# Exercise brief
Retype every entry exactly, character for character.

(Source records)
══════════════════════════════

Issue #3147, opened 2015-03-16
How to adjust height of WYSIWYG fields in 2.1.1?


peterboorsma:
In earlier versions of Bolt one could alter the height of a WYSIWYG field in contenttypes.yml.
Like this:
        body:
            type: html
            height: 600px

But not in The latest Bolt versions. Has something changed in the markup? Or is it just b0rken?

rarila:
Looks like for now you have to do it this way: #1782

I will have a look into this and add setting it directly from the height attribute later hitting in master.

bobdenotter:
The method described in #1782 doesn't work (anymore). :-)

rarila:
Because it has to be:
```
options:
                ckeditor:
                    height: 123
```

bobdenotter:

══════════════════════════════

# Exercise answer
Issue #3147, opened 2015-03-16
How to adjust height of WYSIWYG fields in 2.1.1?


peterboorsma:
In earlier versions of Bolt one could alter the height of a WYSIWYG field in contenttypes.yml.
Like this:
        body:
            type: html
            height: 600px

But not in The latest Bolt versions. Has something changed in the markup? Or is it just b0rken?

rarila:
Looks like for now you have to do it this way: #1782

I will have a look into this and add setting it directly from the height attribute later hitting in master.

bobdenotter:
The method described in #1782 doesn't work (anymore). :-)

rarila:
Because it has to be:
```
options:
                ckeditor:
                    height: 123
```

bobdenotter:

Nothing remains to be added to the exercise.